Ich wollte um Rat von euch bitten oder Erfahrungen. Mein Mann leidet seit mehr als 3-4 Jahren immer wieder unter Depressionen. Zurzeit ist es wieder so schlimm das er im Krankengeld ist und auf einen Platz in der Tagesklinik wartet.
Mein Problem ist, ich verstehe nicht was Depressionen sind, wenn ich krank bin dann hab ich Husten oder sowas und bin halt für eine kurze Zeit krank. Aber bei Depressionen ist es irgendwie schwer für mich zu begreifen was denn nicht stimmt. Er ist schwer aus dem Bett zu kriegen, unmotiviert, schlapp und dauernd müde und sowas alles, er weint auch echt viel. Aber so wirklich verstehen kann ich das nicht?

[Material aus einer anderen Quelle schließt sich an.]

PR #216, opened 2023-11-27
Allow music from standalone wand

nomakewan:
This restores the ability for a standalone wand to utilize full music playback controls, and also corrects some of the code documentation for the menu system generally.

### DIFF
--- a/source/NeutronaWand/NeutronaWand.ino
+++ b/source/NeutronaWand/NeutronaWand.ino
@@ -1326,8 +1326,8 @@ void mainLoop() {
       settingsBlinkingLights();
 
       switch(i_wand_menu) {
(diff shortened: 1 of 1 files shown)


gpstar81 (commented):
I believe with this the track will play but it will still lack track checking: ie: go to the next track when the current track finishes, etc.

I will add it in a few days for the standalone wand.

nomakewan:
Ah right, I forgot to check if that actually worked since I was focusing on the menu options. Would you prefer I closed this and left it to you?

gpstar81:
> Ah right, I forgot to check if that actually worked since I was focusing on the menu options. Would you prefer I closed this and left it to you?

ya probably best.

Ich hab halt auch mal schlechte Tage aber da steh ich dann rüber. Oder wenn mal ein paar Sorgen sind gut ist Kacke aber das geht doch auch vorbei. Nur bei ihm ist es anders, ihn wirft es dann direkt aus der Bahn.
Habt ihr Ideen wie ich ihm helfen kann, ich möchte ja das es ihm besser geht. In psychologischer Behandlung ist er bereits wo sie auch Themen aufarbeiten und Tabletten nimmt er auch schon.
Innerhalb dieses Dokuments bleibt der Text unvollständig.